• **ASSIGNED TASK**
Start the output with the opening line of the listing below and continue, reproducing each line exactly, up to and including the line that contains "The situation has".

• **AVAILABLE RECORDS**
Issue #1132, opened 2025-08-15
📦 MLIR - Enable by default and package MLIR/LLVM in Releases


burgholzer:
## Background
At the moment, none of the MLIR activities in the MQT Core project are included in release artifacts. The `mlir` subdirectory isn’t built by default; a dedicated CMake option must be set to enable our MLIR infrastructure. Historically this was intentional because:
- It was unclear whether we’d pursue this direction seriously or keep it as an experiment.
- There wasn’t much end-to-end functionality yet.
- There’s uncertainty around how to package LLVM/MLIR and distribute it efficiently.

The situation has changed:
- We intend to continue and invest in MLIR-based compilation.
- We recently merged initial support to import MQT Core IR into our MLIR dialect, conversions between internal dialects, initial optimization passes, and QIR export is imminent. At that point a minimal pipeline like “import Qiskit/OpenQASM → MLIR → QIR” is conceivable.
- The remaining blocker is sustainable packaging and distribution, especially for our Python wheels.

## Goal
Ship a minimal, usable MLIR toolchain by default in MQT Core releases and expose key functionality via Python, while keeping base wheels lean and managing PyPI storage constraints. Achieve this with a clear packaging strategy for LLVM/MLIR, robust CI/CD, and strict binary size budgets.

## Problem
- MLIR isn’t built or shipped by default; users can’t access it out of the box.
- Packaging LLVM/MLIR into Python wheels is complex and risks ballooning size (current base wheels are ~2–3 MiB; PyPI has a 10 GiB per-project cap; we already publish ~50 wheels per release).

• **EXPECTED ANSWER**
Issue #1132, opened 2025-08-15
📦 MLIR - Enable by default and package MLIR/LLVM in Releases


burgholzer:
## Background
At the moment, none of the MLIR activities in the MQT Core project are included in release artifacts. The `mlir` subdirectory isn’t built by default; a dedicated CMake option must be set to enable our MLIR infrastructure. Historically this was intentional because:
- It was unclear whether we’d pursue this direction seriously or keep it as an experiment.
- There wasn’t much end-to-end functionality yet.
- There’s uncertainty around how to package LLVM/MLIR and distribute it efficiently.

The situation has changed:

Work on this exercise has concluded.